If you simply right clicked on one of the highlighted elements in the inspect window and hit Copy > Copy XPath, you would be given something like:
While this does the trick, it will only pull the single instance copied (‘16 January, 2019 by Ben Fuller’). Instead, we want all the dates and authors from the /blog subfolder.
By looking at what elements the reference is sitting in we can slowly build out an XPath function directly in XPath Helper and see what it highlights in Chrome. For instance, we can see it sits in a class of ‘main-blog–posts_single-inner–text–inner clearfix’, so pop that as a function into XPath Helper:
XPath Helper will then highlight the matching results in Chrome:
Close, but this is also pulling the post titles, so not quite what we’re after. It looks like the date and author names are sitting in a sub <p> tag so let’s add that into our function:
Bingo! Stick that in the custom extraction feature of the Spider (Configuration > Custom > Extraction), upload your list of pages, and watch the results pour in!

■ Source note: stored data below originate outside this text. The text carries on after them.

PR #187, opened 2023-03-14
`feat`: Requested timestamps that are too far in the future should be rejected and charged the minimum fee.

dfinity-ryancroote:
This PR introduces a future timestamp check for rate requests. If the timestamp is too far in the future, it is rejected and the minimum fee will be charged.

### DIFF
--- a/src/xrc/src/api.rs
+++ b/src/xrc/src/api.rs
@@ -5,7 +5,7 @@ mod test;
 pub use metrics::get_metrics;
 
 use crate::cache::ExchangeRateCache;
-use crate::candid::OtherError;
+use crate::errors;
 use crate::{
     call_exchange,
     candid::{Asset, AssetClass, ExchangeRateError, GetExchangeRateRequest, GetExchangeRateResult},
@@ -376,7 +376,7 @@ async fn handle_cryptocurrency_pair(
 
         env.charge_cycles(charge_cycles_option)?;
         if timestamp_is_in_future {
-            return Err(timestamp_is_in_future_error(
+            return Err(errors::timestamp_is_in_future_error(
                 timestamp.value,
                 current_timestamp,
             ));
@@ -507,7 +507,7 @@ async fn handle_crypto_base_fiat_quote_pair(
 
         env.charge_cycles(charge_cycles_option)?;
         if timestamp_is_in_future {
-            return Err(timestamp_is_in_future_error(
+            return Err(errors::timestamp_is_in_future_error(
                 timestamp.value,
                 current_timestamp,
             ));
@@ -604,7 +604,7 @@ fn handle_fiat_pair(
         .map_err(|err| err.into())
         .and_then(validate)
     } else {
-        Err(timestamp_is_in_future_error(
+        Err(errors::timestamp_is_in_future_error(
             requested_timestamp,
             current_timestamp,
         ))
@@ -725,17 +725,4 @@ async fn call_exchange_for_stablecoin(
     } else {
         result
     }
-}
-
-fn timestamp_is_in_future_error(
-    requested_timestamp: u64,
-    current_timestamp: u64,
-) -> ExchangeRateError {
-    ExchangeRateError::Other(OtherError {
-        code: 1,
-        description: format!(
-            "Current IC time is {}. {} is in the future!",
-            current_timestamp, requested_timestamp
-        ),
-    })
 }
--- a/src/xrc/src/api.rs
+++ b/src/xrc/src/api.rs
@@ -5,6 +5,7 @@ mod test;
 pub use metrics::get_metrics;
 
 use crate::cache::ExchangeRateCache;
+use crate::candid::OtherError;
 use crate::{
     call_exchange,
     candid::{Asset, AssetClass, ExchangeRateError, GetExchangeRateRequest, GetExchangeRateResult},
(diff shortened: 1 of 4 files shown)


src/xrc/src/api.rs
```diff
@@ -356,19 +357,31 @@ async fn handle_cryptocurrency_pair(
     }
 
     if !utils::is_caller_privileged(&caller) {
+        let current_timestamp = env.time_secs();
+        let timestamp_is_in_future = timestamp.value > current_timestamp;
```
THLO, line 361: I think we can be a bit more lenient: If the timestamp maps to the current minute, it is still okay:

`timestamp_is_in_future = timestamp.value / 60 > current_timestamp / 60`

THLO, line 361: Does it make sense to allow a privileged canister to request a timestamp in the future?
If it results in simpler code, then the answer is probably "yes"...

src/xrc/src/api.rs
```diff
@@ -476,18 +489,30 @@ async fn handle_crypto_base_fiat_quote_pair(
...
             ChargeOption::OutboundRatesNeeded(num_rates_needed)
         };
 
         env.charge_cycles(charge_cycles_option)?;
+        if timestamp_is_in_future {
+            return Err(errors::timestamp_is_in_future_error(
+                timestamp.value,
+                current_timestamp,
+            ));
+        }
```
THLO, line 514: There is quite a bit of duplicate code here...

dfinity-ryancroote: I'm going to resolve this in a separate PR.

src/xrc/src/api.rs
```diff
@@ -565,18 +590,25 @@ fn handle_fiat_pair(
     env: &impl Environment,
     request: &GetExchangeRateRequest,
 ) -> Result<QueriedExchangeRate, ExchangeRateError> {
-    let timestamp = utils::get_normalized_timestamp(env, request);
+    let requested_timestamp = utils::get_normalized_timestamp(env, request);
     let current_timestamp = env.time_secs();
-    let result = with_forex_rate_store(|store| {
-        store.get(
-            timestamp,
+    let result = if requested_timestamp <= current_timestamp {
```
THLO, line 595: Same here.

src/xrc/src/api/test.rs
```diff
@@ -1527,3 +1527,106 @@ fn cached_rate_with_few_collected_rates_is_ignored_for_privileged_canister() {
...
+    use crate::{candid::OtherError, errors::TIMESTAMP_IS_IN_FUTURE_ERROR_CODE, ONE_MINUTE};
+
+    use super::*;
+
+    /// This function tests that a crypto pair request with a timestamp in the future
+    /// is rejected and charged the minimum fee.
+    #[test]
+    fn handle_cryptocurrency_pair() {
+        let current_timestamp: u64 = 1678752000;
+        let future_timestamp = current_timestamp.saturating_add(2 * ONE_MINUTE);
```
THLO, line 1542: Adding one minute would be enough, right?

src/xrc/src/api/test.rs
```diff
@@ -1527,3 +1527,106 @@ fn cached_rate_with_few_collected_rates_is_ignored_for_privileged_canister() {
...
+            matches!(result, Err(ExchangeRateError::Other(OtherError { code, description: _ })) if code == TIMESTAMP_IS_IN_FUTURE_ERROR_CODE)
+        );
+    }
+
+    /// This function tests that a crypto/fiat pair request with a timestamp in the future
+    /// is rejected and charged the minimum fee.
+    #[test]
+    fn handle_crypto_base_fiat_quote_pair() {
+        let current_timestamp: u64 = 1678752000;
+        let future_timestamp = current_timestamp.saturating_add(2 * ONE_MINUTE);
```
THLO, line 1574: Same here.

src/xrc/src/api/test.rs
```diff
@@ -1527,3 +1527,106 @@ fn cached_rate_with_few_collected_rates_is_ignored_for_privileged_canister() {
...
+            matches!(result, Err(ExchangeRateError::Other(OtherError { code, description: _ })) if code == TIMESTAMP_IS_IN_FUTURE_ERROR_CODE)
+        );
+    }
+
+    /// This function tests that a fiat pair request with a timestamp in the future
+    /// is rejected and charged the minimum fee.
+    #[test]
+    fn handle_fiat_pair() {
+        let current_timestamp: u64 = 1678752000;
+        let future_timestamp = current_timestamp.saturating_add(2 * ONE_MINUTE);
```
THLO, line 1606: And here.   :-)

THLO (approved):

src/xrc/src/api.rs
dfinity-ryancroote: The code is simpler, but it would not be much too much work. When I work on the duplicate code, I'll address this as well.

dfinity-ryancroote: I don't think this is needed as `timestamp.value` is a normalized timestamp to the latest minute, so if it is still greater than the `current_timestamp` then `timestamp` is in the future.

src/xrc/src/api.rs
dfinity-ryancroote: `requested_timestamp` is normalized to the latest minute. It should not be larger than the `current_timestamp` at this point.

src/xrc/src/api.rs
THLO: You are right. If the timestamp is normalized, the seconds are removed. If it is still larger than current_timestamp, it must be the next minute or later. So, dividing by 60 is not necessary.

Regex Search works much in the same way: simply start writing your string, hit next and you can visually see what it’s matching as you’re going. Once you got it, whack it in the Spider, upload your URLs then sit back and relax.

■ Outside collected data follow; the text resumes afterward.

PR #190, opened 2023-03-16
`refactor`: Clean up API code that was duplicated.

dfinity-ryancroote:
This PR cleans up code in the API that was duplicated in the various `handle_*` functions.

* Creates a `validate_request` function to check for future timestamps, rate limiting, already inflight calls, and past timestamps not found in the rate cache.
* Creates a `charge_cycles` function to handle the basic logic the occurs in the `handle_*` functions for charging cycles.
* Adds a the following test: privileged callers cannot make requests containing timestamps in the future.

### DIFF
--- a/src/xrc/src/api.rs
+++ b/src/xrc/src/api.rs
@@ -334,6 +334,73 @@ fn get_rate_from_cache(
     }
 }
 
+/// The possible errors that [validate_request] may return if a request
+/// fails the validation.
+enum ValidateRequestError {
+    /// The timestamp is in the future.
+    FutureTimestamp {
+        /// The normalized requested timestamp.
+        requested_timestamp: u64,
+        /// The current IC time in seconds.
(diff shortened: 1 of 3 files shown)


src/xrc/src/api.rs
```diff
@@ -334,18 +335,117 @@ fn get_rate_from_cache(
...
+}
+
+/// This function attempts to charge cycles for the request being made.
+/// If an error is found validating the request, charge the minimum fee.
+/// Otherwise, charge what is necessary for the number of needed outbound calls.
+/// If the caller is privileged, exit early as they are not charged cycles.
+fn charge_cycles(
+    env: &impl Environment,
+    num_rates_needed: usize,
+    error_found_validating_request: bool,
```
THLO, line 412: How about something shorter like `is_valid_request`?

THLO (approved):
Very nice!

Notifications & Auto Mailing Exports with Zapier
Zapier brings together all kinds of web apps, letting them communicate and work with one another when they might not otherwise be able to. It works by having an action in one app set as a trigger and another app set to perform an action as a result.

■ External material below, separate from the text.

PR #620, opened 2018-01-10
Fix embedding of Git version number

TheAssassin:


TheAssassin:
Fixing the variable inconsistencies worked, the tools now all show the same version numbering and build number.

To make things even better, it works natively with a ton of applications such as G-Suite, Dropbox, Slack, and Trello. Unfortunately, as the Spider is a desktop app, we can’t directly connect it with Zapier. However, with a bit of tinkering, we can still make use of its functionality to provide email notifications or auto mailing reports/exports to yourself and a list of predetermined contacts whenever a scheduled crawl completes.
All you need is to have your machine or server set up with an auto cloud sync directory such as those on ‘Dropbox’, ‘OneDrive’ or ‘Google Backup & Sync’. Inside this directory, create a folder to save all your crawl exports & reports. In this instance, I’m using G-drive, but others should work just as well.
You’ll need to set a scheduled crawl in the Spider (file > Schedule) to export any tabs, bulk exports or reports into a timestamped folder within this auto-synced directory:
Log into or create an account for Zapier and make a new ‘zap’ to email yourself or a list of contacts whenever a new folder is generated within the synced directory you selected in the previous step. You’ll have to provide Zapier access to both your G-Drive & Gmail for this to work (do so at your own risk).
My zap looks something like this:
The above Zap will trigger when a new folder is added to /Scheduled Crawls/ in my G-Drive account. It will then send out an email from my Gmail to myself and any other contacts, notifying them and attaching a direct link to the newly added folder and Spider exports.
I’d like to note here that if running a large crawl or directly saving the crawl file to G-drive, you’ll need enough storage to upload (so I’d stick to exports). You’ll also have to wait until the sync is completed from your desktop to the cloud before the zap will trigger, and it checks this action on a cycle of 15 minutes, so might not be instantaneous.
Alternatively, do the same thing on IFTTT (If This Then That) but set it so a new G-drive file will ping your phone, turn your smart light a hue of lime green or just play this sound at full volume on your smart speaker. We really are living in the future now!
There you have it, the Magnificent Seven(ish) tools to try using with the SEO Spider, combined to form the deadliest gang in the west web. Hopefully, you find some of these useful, but I’d love to hear if you have any other suggestions to add to the list.